=== TASK OBJECTIVE ===
Copy out all the entries below, word for word.

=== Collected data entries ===

▽

PR #845, opened 2025-03-23
Document substitutions concatenation in architecture doc

christophebedard:
Relates to #835

From a user's perspective, this part should've mentioned _how_ substitutions are concatenated, see: https://github.com/ros2/launch/issues/835#issuecomment-2746363129. This is the architecture doc and not user documentation, but I think we can still provide a clue as to how substitutions are concatenated here.

### DIFF
--- a/launch/doc/source/architecture.rst
+++ b/launch/doc/source/architecture.rst
@@ -120,7 +120,8 @@ There are many possible variations of a substitution, but here are some of the c
 - :class:`launch.substitutions.Text`
 
   - This substitution simply returns the given string when evaluated.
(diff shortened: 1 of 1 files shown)


fujitatomoya (approved):
i also think that is fine to add `how` here.

christophebedard:
Running a ci_linux job just to be safe since there's no Rpr job: [Build Status](https://ci.ros2.org/job/ci_linux/22850/)

christophebedard:
I plan to backport this, since people don't really look at the API docs for Rolling

christophebedard:
@mergifyio backport jazzy humble

PR #858, opened 2025-04-13
Add Other Logging Implementations

### LINKED ISSUE #821: Add logging actions for severity levels other than 'INFO'
Currently there is no action analogous to `LogInfo` for other severity levels such as 'WARN', 'DEBUG' and 'ERROR'.
I was wondering whether this is a design choice or a feature that is yet to be implemented.

InvincibleRMC:
Added generic `Log` class and Specializations for `LogInfo`, `LogDebug`, `LogError`, `LogWarning`.

Closes #821


launch/launch/actions/log_info.py
```diff
@@ -1,63 +0,0 @@
...
-from ..frontend import expose_action
-from ..frontend import Parser  # noqa: F401
-from ..launch_context import LaunchContext
-from ..some_substitutions_type import SomeSubstitutionsType
-from ..substitution import Substitution
-from ..utilities import normalize_to_list_of_substitutions
-
-
-@expose_action('log')
-class LogInfo(Action):
```
christophebedard, line 32: The downside to removing this is that, if someone is importing `LogInfo` by doing:

```py
from launch.actions.log_info import LogInfo
```

instead of:

```py
from launch.actions import LogInfo
```

it will just break. It's probably just a small percentage of imports, but I think it would still be worth keeping this file and re-exporting `LogInfo`. You could also add a warning in this file so that it gets printed if the file is imported directly (I _think_ that should work). It's probably overkill, but it's not hard to do, so might as well.

launch/launch/actions/log.py
```diff
@@ -0,0 +1,127 @@
...
+        """Getter for self.__level."""
+        return self.__level
+
+    def execute(self, context: LaunchContext) -> None:
+        """Execute the action."""
+        level_sub = ''.join([context.perform_substitution(sub)
+                             for sub in self.level]).upper()
+
+        self.__logger.log(
+            logging.getLevelNamesMapping()[level_sub],
```
christophebedard: I would do the mapping before the call to `self.__logger.log()` and raise a nicer, more helpful error message instead of letting invalid `level` values lead to a simple `KeyError`. Something like:

```py
level_map = logging.getLevelNamesMapping()
if level_sub not in level_map:
    raise KeyError(f"Invalid log level '{level_sub}', expected: {level_map.keys()}")
```

I would also test that an error is raised/that the launch file execution correctly leads to an error if an invalid `level` is used. Doing that just for the Python tests is fine.

launch/launch/actions/log.py
```diff
@@ -0,0 +1,127 @@
...
+        kwargs['msg'] = parser.parse_substitution(entity.get_attr('message'))
+
+        # Check if still using old log action
+        level = entity.get_attr('level', optional=True)
+        if level is None:
+            warnings.warn(
+                'The action log now expects a log level.'
+                ' Either provide one or switch to using the log_info action',
+                stacklevel=2)
+            level = 'INFO'
```
christophebedard: Can you add a comment saying something like this here:

```py
# TODO: Make 'level' mandatory in Rolling after L-turtle release
```

with other similar comments everywhere where warnings/temporary code should be updated later. This way it's easy to find and update these in ~1 year :grin:

christophebedard (commented):
A few minor comments, otherwise this looks good

launch/launch/actions/log_info.py
```diff
@@ -0,0 +1,22 @@
...
+# limitations under the License.
+
+"""Module for the LogInfo action."""
+
+import warnings
+
+from .log import LogInfo as LogInfo  # noqa: F401
+
+# TODO: Remove log_info.py for Release after L-turtle release
+warnings.warn('importing from log_info.py is deprecate; import LogInfo from log.py instead.')
```
christophebedard:
```suggestion
warnings.warn('importing from log_info.py is deprecated; import LogInfo from log.py instead.')
```

launch/test/launch/actions/test_log.py
```diff
@@ -81,3 +81,11 @@ def test_log_execute():
...
     launch_context = LaunchContext()
     assert log.visit(launch_context) is None
+
+
+def test_log_level_error():
+    """Checks for error message to be raised given invalid level."""
+    try:
+        Log(msg='foo', level='foo')
+    except KeyError as e:
+        assert 'Invalid log level ' in str(e)
```
christophebedard: This doesn't actually assert that an error is raised. You can use `with pytest.raises(KeyError, match=r'Invalid log level.*'):`: https://docs.pytest.org/en/stable/how-to/assert.html#matching-exception-messages

And an error wouldn't be raised in this case if you're just calling the constructor; you have to call `visit()` on it so that `execute()` is called.

christophebedard (approved):

christophebedard:
Pulls: ros2/launch#858
Branch: mergify/bp/kilted/pr-36
ROS Distro: rolling
Job: ci_launcher
ci_launcher ran: https://ci.ros2.org/job/ci_launcher/15809
* Linux [Build Status](http://ci.ros2.org/job/ci_linux/23277/)
* Linux-aarch64 [Build Status](http://ci.ros2.org/job/ci_linux-aarch64/17494/)
* Linux-rhel [Build Status](http://ci.ros2.org/job/ci_linux-rhel/2744/)
* Windows [Build Status](http://ci.ros2.org/job/ci_windows/24161/)

christophebedard:
The test failures are unrelated. Thanks for the PR!

christophebedard:
Pulls: ros2/launch#858
Gist: https://gist.githubusercontent.com/christophebedard/0eed6b9363abeb033c16bff0396696cf/raw/6f35f009047a5ffc1577a49c27074f1c4e1213e1/ros2.repos
ROS Distro: rolling
Job: ci_launcher
ci_launcher ran: https://ci.ros2.org/job/ci_launcher/15813
* Linux [Build Status](http://ci.ros2.org/job/ci_linux/23281/)
* Linux-aarch64 [Build Status](http://ci.ros2.org/job/ci_linux-aarch64/17498/)
* Linux-rhel [Build Status](http://ci.ros2.org/job/ci_linux-rhel/2748/)
* Windows [Build Status](http://ci.ros2.org/job/ci_windows/24166/)

christophebedard:
So I just noticed that I didn't properly test this: the first CI run is testing branch `mergify/bp/kilted/pr-36` across all repos, which ends up testing https://github.com/ros2/ament_cmake_ros/pull/36 and not this PR. This is because I'm using the [`ros-ci-for-pr` script](https://github.com/ros-tooling/ros-github-scripts) and re-used a previous command without removing the [`--branch` option](https://github.com/ros-tooling/ros-github-scripts#with-a-branch-name). It commented on this PR but didn't test this PR. I only noticed now when triggering CI for another PR.

I think this PR _would_ be fine, but it uses [`logging.getLevelNamesMapping()`](https://docs.python.org/3/library/logging.html#logging.getLevelNamesMapping), which is only available in Python 3.11. That is greater than the minimum Python language requirement for Rolling/Kilted: https://www.ros.org/reps/rep-2000.html#kilted-kaiju-may-2025-november-2026. Therefore, based on this, I'll revert this PR right away.

christophebedard:
Reverted in #865. We'll see if CI passes above, but just based on the minimum Python requirement, we'll have to find an alternative to `logging.getLevelNamesMapping()`.

@InvincibleRMC would you be willing to open another PR that doesn't use `logging.getLevelNamesMapping()`?

InvincibleRMC:
> @InvincibleRMC would you be willing to open another PR that doesn't use `logging.getLevelNamesMapping()`?

Yeah definitely.

christophebedard:
So it does fail on RHEL: https://ci.ros2.org/job/ci_linux-rhel/2748/testReport/junit/launch.test.launch.actions/test_log/test_log_execute/. Windows will probably fail too, knowing that it has an older Python version, but I'll just cancel it.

△

=== REPLY ===
PR #845, opened 2025-03-23
Document substitutions concatenation in architecture doc

christophebedard:
Relates to #835

From a user's perspective, this part should've mentioned _how_ substitutions are concatenated, see: https://github.com/ros2/launch/issues/835#issuecomment-2746363129. This is the architecture doc and not user documentation, but I think we can still provide a clue as to how substitutions are concatenated here.

### DIFF
--- a/launch/doc/source/architecture.rst
+++ b/launch/doc/source/architecture.rst
@@ -120,7 +120,8 @@ There are many possible variations of a substitution, but here are some of the c
 - :class:`launch.substitutions.Text`
 
   - This substitution simply returns the given string when evaluated.
(diff shortened: 1 of 1 files shown)


fujitatomoya (approved):
i also think that is fine to add `how` here.

christophebedard:
Running a ci_linux job just to be safe since there's no Rpr job: [Build Status](https://ci.ros2.org/job/ci_linux/22850/)

christophebedard:
I plan to backport this, since people don't really look at the API docs for Rolling

christophebedard:
@mergifyio backport jazzy humble

PR #858, opened 2025-04-13
Add Other Logging Implementations

### LINKED ISSUE #821: Add logging actions for severity levels other than 'INFO'
Currently there is no action analogous to `LogInfo` for other severity levels such as 'WARN', 'DEBUG' and 'ERROR'.
I was wondering whether this is a design choice or a feature that is yet to be implemented.

InvincibleRMC:
Added generic `Log` class and Specializations for `LogInfo`, `LogDebug`, `LogError`, `LogWarning`.

Closes #821


launch/launch/actions/log_info.py
```diff
@@ -1,63 +0,0 @@
...
-from ..frontend import expose_action
-from ..frontend import Parser  # noqa: F401
-from ..launch_context import LaunchContext
-from ..some_substitutions_type import SomeSubstitutionsType
-from ..substitution import Substitution
-from ..utilities import normalize_to_list_of_substitutions
-
-
-@expose_action('log')
-class LogInfo(Action):
```
christophebedard, line 32: The downside to removing this is that, if someone is importing `LogInfo` by doing:

```py
from launch.actions.log_info import LogInfo
```

instead of:

```py
from launch.actions import LogInfo
```

it will just break. It's probably just a small percentage of imports, but I think it would still be worth keeping this file and re-exporting `LogInfo`. You could also add a warning in this file so that it gets printed if the file is imported directly (I _think_ that should work). It's probably overkill, but it's not hard to do, so might as well.

launch/launch/actions/log.py
```diff
@@ -0,0 +1,127 @@
...
+        """Getter for self.__level."""
+        return self.__level
+
+    def execute(self, context: LaunchContext) -> None:
+        """Execute the action."""
+        level_sub = ''.join([context.perform_substitution(sub)
+                             for sub in self.level]).upper()
+
+        self.__logger.log(
+            logging.getLevelNamesMapping()[level_sub],
```
christophebedard: I would do the mapping before the call to `self.__logger.log()` and raise a nicer, more helpful error message instead of letting invalid `level` values lead to a simple `KeyError`. Something like:

```py
level_map = logging.getLevelNamesMapping()
if level_sub not in level_map:
    raise KeyError(f"Invalid log level '{level_sub}', expected: {level_map.keys()}")
```

I would also test that an error is raised/that the launch file execution correctly leads to an error if an invalid `level` is used. Doing that just for the Python tests is fine.

launch/launch/actions/log.py
```diff
@@ -0,0 +1,127 @@
...
+        kwargs['msg'] = parser.parse_substitution(entity.get_attr('message'))
+
+        # Check if still using old log action
+        level = entity.get_attr('level', optional=True)
+        if level is None:
+            warnings.warn(
+                'The action log now expects a log level.'
+                ' Either provide one or switch to using the log_info action',
+                stacklevel=2)
+            level = 'INFO'
```
christophebedard: Can you add a comment saying something like this here:

```py
# TODO: Make 'level' mandatory in Rolling after L-turtle release
```

with other similar comments everywhere where warnings/temporary code should be updated later. This way it's easy to find and update these in ~1 year :grin:

christophebedard (commented):
A few minor comments, otherwise this looks good

launch/launch/actions/log_info.py
```diff
@@ -0,0 +1,22 @@
...
+# limitations under the License.
+
+"""Module for the LogInfo action."""
+
+import warnings
+
+from .log import LogInfo as LogInfo  # noqa: F401
+
+# TODO: Remove log_info.py for Release after L-turtle release
+warnings.warn('importing from log_info.py is deprecate; import LogInfo from log.py instead.')
```
christophebedard:
```suggestion
warnings.warn('importing from log_info.py is deprecated; import LogInfo from log.py instead.')
```

launch/test/launch/actions/test_log.py
```diff
@@ -81,3 +81,11 @@ def test_log_execute():
...
     launch_context = LaunchContext()
     assert log.visit(launch_context) is None
+
+
+def test_log_level_error():
+    """Checks for error message to be raised given invalid level."""
+    try:
+        Log(msg='foo', level='foo')
+    except KeyError as e:
+        assert 'Invalid log level ' in str(e)
```
christophebedard: This doesn't actually assert that an error is raised. You can use `with pytest.raises(KeyError, match=r'Invalid log level.*'):`: https://docs.pytest.org/en/stable/how-to/assert.html#matching-exception-messages

And an error wouldn't be raised in this case if you're just calling the constructor; you have to call `visit()` on it so that `execute()` is called.

christophebedard (approved):

christophebedard:
Pulls: ros2/launch#858
Branch: mergify/bp/kilted/pr-36
ROS Distro: rolling
Job: ci_launcher
ci_launcher ran: https://ci.ros2.org/job/ci_launcher/15809
* Linux [Build Status](http://ci.ros2.org/job/ci_linux/23277/)
* Linux-aarch64 [Build Status](http://ci.ros2.org/job/ci_linux-aarch64/17494/)
* Linux-rhel [Build Status](http://ci.ros2.org/job/ci_linux-rhel/2744/)
* Windows [Build Status](http://ci.ros2.org/job/ci_windows/24161/)

christophebedard:
The test failures are unrelated. Thanks for the PR!

christophebedard:
Pulls: ros2/launch#858
Gist: https://gist.githubusercontent.com/christophebedard/0eed6b9363abeb033c16bff0396696cf/raw/6f35f009047a5ffc1577a49c27074f1c4e1213e1/ros2.repos
ROS Distro: rolling
Job: ci_launcher
ci_launcher ran: https://ci.ros2.org/job/ci_launcher/15813
* Linux [Build Status](http://ci.ros2.org/job/ci_linux/23281/)
* Linux-aarch64 [Build Status](http://ci.ros2.org/job/ci_linux-aarch64/17498/)
* Linux-rhel [Build Status](http://ci.ros2.org/job/ci_linux-rhel/2748/)
* Windows [Build Status](http://ci.ros2.org/job/ci_windows/24166/)

christophebedard:
So I just noticed that I didn't properly test this: the first CI run is testing branch `mergify/bp/kilted/pr-36` across all repos, which ends up testing https://github.com/ros2/ament_cmake_ros/pull/36 and not this PR. This is because I'm using the [`ros-ci-for-pr` script](https://github.com/ros-tooling/ros-github-scripts) and re-used a previous command without removing the [`--branch` option](https://github.com/ros-tooling/ros-github-scripts#with-a-branch-name). It commented on this PR but didn't test this PR. I only noticed now when triggering CI for another PR.

I think this PR _would_ be fine, but it uses [`logging.getLevelNamesMapping()`](https://docs.python.org/3/library/logging.html#logging.getLevelNamesMapping), which is only available in Python 3.11. That is greater than the minimum Python language requirement for Rolling/Kilted: https://www.ros.org/reps/rep-2000.html#kilted-kaiju-may-2025-november-2026. Therefore, based on this, I'll revert this PR right away.

christophebedard:
Reverted in #865. We'll see if CI passes above, but just based on the minimum Python requirement, we'll have to find an alternative to `logging.getLevelNamesMapping()`.

@InvincibleRMC would you be willing to open another PR that doesn't use `logging.getLevelNamesMapping()`?

InvincibleRMC:
> @InvincibleRMC would you be willing to open another PR that doesn't use `logging.getLevelNamesMapping()`?

Yeah definitely.

christophebedard:
So it does fail on RHEL: https://ci.ros2.org/job/ci_linux-rhel/2748/testReport/junit/launch.test.launch.actions/test_log/test_log_execute/. Windows will probably fail too, knowing that it has an older Python version, but I'll just cancel it.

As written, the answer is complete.